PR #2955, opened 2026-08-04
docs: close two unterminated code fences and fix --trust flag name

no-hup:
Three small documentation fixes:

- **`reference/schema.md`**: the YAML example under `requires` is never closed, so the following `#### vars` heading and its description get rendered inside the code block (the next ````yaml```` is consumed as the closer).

******************************

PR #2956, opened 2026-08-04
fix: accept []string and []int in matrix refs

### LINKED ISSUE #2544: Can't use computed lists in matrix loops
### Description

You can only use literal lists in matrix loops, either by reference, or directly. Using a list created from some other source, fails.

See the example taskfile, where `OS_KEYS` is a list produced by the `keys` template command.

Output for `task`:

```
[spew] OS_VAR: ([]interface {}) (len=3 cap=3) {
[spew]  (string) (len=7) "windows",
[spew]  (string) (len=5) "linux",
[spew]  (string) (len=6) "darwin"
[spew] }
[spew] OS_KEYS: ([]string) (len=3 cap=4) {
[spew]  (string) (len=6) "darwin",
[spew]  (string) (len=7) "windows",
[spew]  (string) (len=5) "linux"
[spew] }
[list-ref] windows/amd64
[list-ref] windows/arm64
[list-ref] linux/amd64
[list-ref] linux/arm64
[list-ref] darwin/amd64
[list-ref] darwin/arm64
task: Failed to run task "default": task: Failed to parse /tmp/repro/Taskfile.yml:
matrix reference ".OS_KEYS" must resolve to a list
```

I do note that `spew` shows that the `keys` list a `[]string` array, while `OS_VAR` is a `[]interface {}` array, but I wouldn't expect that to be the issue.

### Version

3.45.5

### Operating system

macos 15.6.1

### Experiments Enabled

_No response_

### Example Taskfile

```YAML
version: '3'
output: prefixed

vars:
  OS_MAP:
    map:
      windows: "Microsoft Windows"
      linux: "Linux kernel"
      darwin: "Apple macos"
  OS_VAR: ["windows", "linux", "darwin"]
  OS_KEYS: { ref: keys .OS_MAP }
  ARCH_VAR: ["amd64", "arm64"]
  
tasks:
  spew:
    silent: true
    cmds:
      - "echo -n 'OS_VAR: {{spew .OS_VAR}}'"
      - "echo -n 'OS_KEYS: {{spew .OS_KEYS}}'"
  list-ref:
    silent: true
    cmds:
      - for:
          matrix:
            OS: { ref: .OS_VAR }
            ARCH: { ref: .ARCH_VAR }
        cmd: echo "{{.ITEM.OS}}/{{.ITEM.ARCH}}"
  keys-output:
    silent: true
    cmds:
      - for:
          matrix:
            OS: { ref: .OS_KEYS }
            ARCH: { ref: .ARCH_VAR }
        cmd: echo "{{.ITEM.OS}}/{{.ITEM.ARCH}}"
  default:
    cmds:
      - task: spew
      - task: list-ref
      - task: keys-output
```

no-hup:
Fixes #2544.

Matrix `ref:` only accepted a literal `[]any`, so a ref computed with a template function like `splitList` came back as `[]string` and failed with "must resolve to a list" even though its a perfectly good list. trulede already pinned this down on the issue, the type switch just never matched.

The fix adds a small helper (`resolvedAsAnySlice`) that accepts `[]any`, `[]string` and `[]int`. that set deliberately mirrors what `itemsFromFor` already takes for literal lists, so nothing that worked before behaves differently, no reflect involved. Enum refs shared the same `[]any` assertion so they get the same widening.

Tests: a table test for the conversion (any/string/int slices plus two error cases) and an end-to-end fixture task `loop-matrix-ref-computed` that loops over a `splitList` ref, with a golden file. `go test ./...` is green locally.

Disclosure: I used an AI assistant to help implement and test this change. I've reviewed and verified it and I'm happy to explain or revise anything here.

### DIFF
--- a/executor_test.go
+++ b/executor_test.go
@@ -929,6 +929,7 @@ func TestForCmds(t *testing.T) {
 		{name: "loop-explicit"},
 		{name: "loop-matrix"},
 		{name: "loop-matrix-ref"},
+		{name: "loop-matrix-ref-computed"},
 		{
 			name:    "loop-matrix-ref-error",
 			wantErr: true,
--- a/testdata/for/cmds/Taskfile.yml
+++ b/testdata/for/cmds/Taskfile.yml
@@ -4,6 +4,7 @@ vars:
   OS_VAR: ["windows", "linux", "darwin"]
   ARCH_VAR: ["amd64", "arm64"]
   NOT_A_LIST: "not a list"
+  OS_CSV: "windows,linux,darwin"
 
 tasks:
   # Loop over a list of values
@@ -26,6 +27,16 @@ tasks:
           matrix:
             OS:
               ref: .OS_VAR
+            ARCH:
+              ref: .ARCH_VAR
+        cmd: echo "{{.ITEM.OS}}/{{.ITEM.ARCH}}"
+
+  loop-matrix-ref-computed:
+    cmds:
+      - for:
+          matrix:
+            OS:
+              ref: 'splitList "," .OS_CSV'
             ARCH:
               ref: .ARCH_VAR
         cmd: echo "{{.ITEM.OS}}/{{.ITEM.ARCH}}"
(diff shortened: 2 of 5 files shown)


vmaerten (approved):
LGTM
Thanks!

******************************

## Goal of the exercise
Read the entries and show each line that mentions "name".

## Completed task
docs: close two unterminated code fences and fix --trust flag name
 		{name: "loop-explicit"},
 		{name: "loop-matrix"},
 		{name: "loop-matrix-ref"},
+		{name: "loop-matrix-ref-computed"},
 			name:    "loop-matrix-ref-error",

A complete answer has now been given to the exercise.